= Your instructions =
Please give the count of lines below that include "files" and leave out everything else.

= Record extracts =
PR #1013, opened 2015-11-27
Attempt to make Collection test less volatile

wemrysi:
Scalacheck tests for creating a Collection from a pathy path were
occasionally failing due to scalacheck not being able to generate enough
inputs satisfying the test constraints, this reformulates the test to hopefully reduce the likelyhood
of this happening.

### DIFF
--- a/core/src/test/scala/quasar/physical/mongodb/collection.scala
+++ b/core/src/test/scala/quasar/physical/mongodb/collection.scala
@@ -287,13 +287,12 @@ class CollectionSpec extends Specification with ScalaCheck with DisjunctionMatch
         beRightDisjunction
     }
 
-    "never emit an invalid db name" ! prop { f: AbsFileOf[SpecialStr] =>
-      val file = f.path
-      val notInRootDir = parentDir(file).fold(false)(_ != rootDir)
-      val notTooLong = posixCodec.printPath(file).length < 30
+    "never emit an invalid db name" ! prop { (db: SpecialStr, c: SpecialStr) =>
+      val f = rootDir </> dir(db.str) </> file(c.str)
+      val notTooLong = posixCodec.printPath(f).length < 30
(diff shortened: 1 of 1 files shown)


core/src/test/scala/quasar/physical/mongodb/collection.scala
```diff
@@ -287,13 +287,12 @@ class CollectionSpec extends Specification with ScalaCheck with DisjunctionMatch
         beRightDisjunction
     }
 
-    "never emit an invalid db name" ! prop { f: AbsFileOf[SpecialStr] =>
-      val file = f.path
-      val notInRootDir = parentDir(file).fold(false)(_ != rootDir)
-      val notTooLong = posixCodec.printPath(file).length < 30
+    "never emit an invalid db name" ! prop { (db: SpecialStr, c: SpecialStr) =>
+      val f = rootDir </> dir(db.str) </> file(c.str)
```
sellout: Shouldn’t `c` be `RelFileOf[SpecialStr]`, so we preserve the semantics of not having files at different depths?

wemrysi: Would you explain what you mean by "not having files at different depths", I don't understand.

sellout: Oh, first of all, I meant to write “preserve the semantics of having files at different depths” (no “not”).

Given the previous `notInRootDir` constraint, it seems like `AbsFileOf` would create files like `/someFile`, `/someDir/someFile`, `/someDir/anotherDir/someFile`, etc. whereas the new approach always generates `/someDir/someFile`.

sellout: And … now that I read the name of the test, I see that that isn’t important. We only care about the db name. So … nevermind.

= Exercise response =
5